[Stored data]
PR #7789, opened 2023-11-08
Add inline specifier to xrt::ini::set(const string&, unsigned int)

melko:
Defining a function in a header file causes a multiple definition linker error when the header in included in multiple files which are to be linked together.

Mark the function as inline to avoid this issue.

### DIFF
--- a/src/runtime_src/core/include/experimental/xrt_ini.h
+++ b/src/runtime_src/core/include/experimental/xrt_ini.h
@@ -56,7 +56,7 @@ set(const std::string& key, const std::string& value);
  *
  * Throws if key value cannot be changed.
  */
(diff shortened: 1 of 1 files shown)


stsoe:
Yes, indeed.  Thank you @melko

stsoe:
ok to test

stsoe (approved):

melko:
Is it possible to see the build failure log? The details link points to a private url I guess

stsoe:
@melko This is an internal CI error.  I will make sure to shepherd this PR through the processes and get it merged.  Thanks again!

stsoe:
retest this please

-- Instructions for the task --
Set down, unchanged, the line that contains "(diff shortened: 1 of 1 files shown)" together with every later line in the records, through the last one.

-- Final answer --
(diff shortened: 1 of 1 files shown)


stsoe:
Yes, indeed.  Thank you @melko

stsoe:
ok to test

stsoe (approved):

melko:
Is it possible to see the build failure log? The details link points to a private url I guess

stsoe:
@melko This is an internal CI error.  I will make sure to shepherd this PR through the processes and get it merged.  Thanks again!

stsoe:
retest this please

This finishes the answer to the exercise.